Our Right to Basic Public Health Amenities

December 16, 2022

Perspectives in Primary Care (formally the Primary Care Review) features perspectives from practitioners and students representing organizations, practices, and institutions across the country and around the world. All opinions expressed in this article are owned by the author(s).

I was born and raised in Mebane—a small town in North Carolina that is now primarily white with a large percentage of Black, Indigenous, and Latinx individuals today. My childhood was spent between my father, Jesse’s, side of the family in the West End Community of Mebane and the Hawfields community of dairy farms where most of my mother, Mary’s, side of the family lived. My father worked on dairy farms after his left arm was cut off in a Mebane sawmill accident, while my mother worked in textile mills that caused carpal tunnel syndrome and mini-strokes. Outhouse toilets were the norm during our early years.

I attended Mebane’s segregated West End Elementary School from 1956 to 1964 with Black, Indigenous, and mixed-race students. From 1964 to 1968, I attended the newly constructed, segregated Center High School in Graham, North Carolina, where a Confederate monument stood in front of the county courthouse. I met my wife Brenda Crosby (from Philadelphia) while in undergraduate school at Shaw University in Raleigh, North Carolina. We were then both recruited on full scholarships to help integrate the graduate school program at Bowling Green State University in Ohio.

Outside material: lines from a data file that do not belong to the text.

PR #1321, opened 2022-02-23
Expose more config options

lubennikovaav:
Add 'wait_lsn_timeout' and 'wal_redo_timeout' pageserver config options instead of hardcoded defaults

 Add --pageserver-config-override to ZenithEnvBuilder to tune checkpointer and GC in tests.
    Usage example:
    zenith_env_builder.pageserver_config_override = "checkpoint_period = '100 s'; checkpoint_distance = 1073741824"

inspired by #1043 and flaky tests that need some fine-tuning

### DIFF
--- a/pageserver/src/walredo.rs
+++ b/pageserver/src/walredo.rs
@@ -102,8 +102,6 @@ impl crate::walredo::WalRedoManager for DummyRedoManager {
     }
 }
 
-static TIMEOUT: Duration = Duration::from_secs(20);
-
 // Metrics collected on WAL redo operations
 //
 // We collect the time spent in actual WAL redo ('redo'), and time waiting
@@ -221,7 +219,14 @@ impl WalRedoManager for PostgresRedoManager {
                 let result = if batch_zenith {
                     self.apply_batch_zenith(rel, blknum, lsn, img, &records[batch_start..i])
                 } else {
-                    self.apply_batch_postgres(rel, blknum, lsn, img, &records[batch_start..i])
+                    self.apply_batch_postgres(
+                        rel,
+                        blknum,
+                        lsn,
+                        img,
+                        &records[batch_start..i],
+                        self.conf.wal_redo_timeout,
+                    )
                 };
                 img = Some(result?);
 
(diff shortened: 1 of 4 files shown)


pageserver/src/walredo.rs
```diff
@@ -653,7 +667,7 @@ impl PostgresRedoProcess {
             // If we have more data to write, wake up if 'stdin' becomes writeable or
             // we have data to read. Otherwise only wake up if there's data to read.
             let nfds = if nwrite < writebuf.len() { 3 } else { 2 };
-            let n = nix::poll::poll(&mut pollfds[0..nfds], TIMEOUT.as_millis() as i32)?;
+            let n = nix::poll::poll(&mut pollfds[0..nfds], wal_redo_timeout.as_millis() as i32)?;
```
SomeoneToIgnore, line 670: Just a note (it's not the issue of the current PR, I just wanted to highlight the behaviour): `as_millis` returns `u128` and casting it to `i32` will _silently_ truncate the value.

```rust
let i32_max = i32::MAX as u64;
dbg!(Duration::from_millis(i32_max).as_millis() as i32);
dbg!(Duration::from_millis(i32_max + 1).as_millis() as i32);
```

outputs 
```
[src/main.rs:6] Duration::from_millis(i32_max).as_millis() as i32 = 2147483647
[src/main.rs:7] Duration::from_millis(i32_max + 1).as_millis() as i32 = -2147483648
```

Not sure that it's what we want :)
We could use https://doc.rust-lang.org/std/convert/trait.TryFrom.html to explicitly produce such conversion errors.

On the other hand, `i32::MAX` is roughly 596 hours, so not sure that's so critical to fix in this PR, feels like no sane person would want to use such timeouts.

test_runner/fixtures/zenith_fixtures.py
```diff
@@ -1051,6 +1063,12 @@ def append_pageserver_param_overrides(params_to_update: List[str],
             f'--pageserver-config-override={o.strip()}' for o in env_overrides.split(';')
         ]
 
+    if pageserver_config_override is not None:
```
SomeoneToIgnore, line 1066: The order of overrides matters, in any params repeat, the last values will be taken.
I propose to move this block upwards, before `env_overrides = os.getenv('ZENITH_PAGESERVER_OVERRIDES')` since IMO the env vars has to to be the ultimate overrides.

Or we could remove the env override functionality entirely?

SomeoneToIgnore (approved):
LGTM in general, yet I would personally prefer the `ZENITH_PAGESERVER_OVERRIDES` comment to be dealt with before merging this.

test_runner/fixtures/zenith_fixtures.py
lubennikovaav: I think that precedence order where explicit CLI params override ENV is more standard.
check for example AWS cli https://docs.aws.amazon.com/cli/latest/userguide/cli-configure-envvars.html

For the remote_storage use case, it makes sense to override everything using env to enable it for all tests at once.
But if it is specifically overridden in the particular test, we should use this value.

hlinnaka (approved):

In 1987, we returned to Mebane to raise our three sons. I worked as a certified insurance broker, selling health and life insurance to Black and Brown folks in Mebane, while Brenda taught elementary children with disabilities in Orange County, North Carolina. As a boy who grew up in the Mebane area and now as a busy insurance broker, many Mebane residents would approach me with issues, like “My yard is underwater from a recent rainstorm, and now there’s sewage backing up on my lawn from a failed septic tank.”

And other times, questions like, “My road has never been paved, and we have dust and stormwater problems with no ditches. Can you help to get our roads paved?” At the time, Brenda and I served as the primary caretakers for both sets of our parents, while also raising our three sons… we weren’t looking for additional responsibilities. Yet, folks were asking, “Can you help solve some of this stuff?”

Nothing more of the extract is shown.